El documento completo está en Internet bajo este epígrafe: "I remember the silence between the falling shells: the terror of living under siege as a child" (The Guardian, 31/08/23).
Mirando el partido
Algunos de estos que hablan del derecho a defenderse, y que como si nada siguen mirado el partido, tal vez sepan que Francia invadió Mauritania en 1902, y que se la agarró como colonia durante más de medio siglo, quizás porque se trata de un país pobre e ignorante pero con un subsuelo rico en oro. Mientras las siamesas llegaban a Barcelona procedentes de Mauritania, en Gaza comenzaba la invasión terrestre. Más o menos la mitad de los muertos son bebés, niños o adolescentes. Entonces me doy cuenta de que si en Mauritania nacen bebés siameses, debe ser que en Gaza los bebés ya nacen terroristas.
La esperanza de vida en Mauritania es muy inferior a la de Francia, Gran Bretaña, Estados Unidos, Israel o Argentina. En Gaza casi que no saben qué es esto de la esperanza de vida. "Aprendí que morir es mejor que quedar herida o mutilada. Los hospitales estaban desbordados de heridos y de casi muertos. Escuché historias de gente que moría por metralla en la cara, de muertos que tardaban días y días en morir. De personas que se desangraban tras haber perdido un brazo o una pierna por una explosión, de niños que morían desangrados en brazos de sus padres, ya sin brazos o sin piernas".

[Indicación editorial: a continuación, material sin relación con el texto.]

Issue #3445, opened 2025-01-17
user-suggested style fixes for /manage/profile in Gradation


kareila:
Summarizing from https://dw-maintenance.dreamwidth.org/96103.html?thread=4340839#cmt4340839

- The user's default profile picture slightly overlaps the border of the white box it's in; it needs to be precisely 2 pixels wider. The icon in question measures 98x62, making me think there's a 100px width assumption being made somewhere.
-  The black arrows on the dropdowns are hard to see on Gradation. (I also noticed this; see screenshot attached to #3442)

El procedimiento para separarlas, a Khadija y Cherive, fue complejo y costoso, pero terminó con éxito. Entonces me pregunto cuánto vale la vida de un niño, y cómo se calcula este valor, y quién lo decide. Aquí se gastó un cierto dinero para devolverles la dignidad a dos niñas siamesas, unidas por el capricho de la vida, y allá gastan mucho más dinero en matarlos porque el capricho de la vida los hizo nacer en Gaza.
Mientras los mataban, insisto, los países que se dicen desarrollados, y Argentina, mantenían, mantienen, una actitud discreta, como quien está en otra, como que no me molestés que estoy mirando el partido. "Supe de mujeres que daban a luz mientras morían a causa de las heridas, bebés que nacían justo cuando la madre se desangraba por las heridas de la metralla".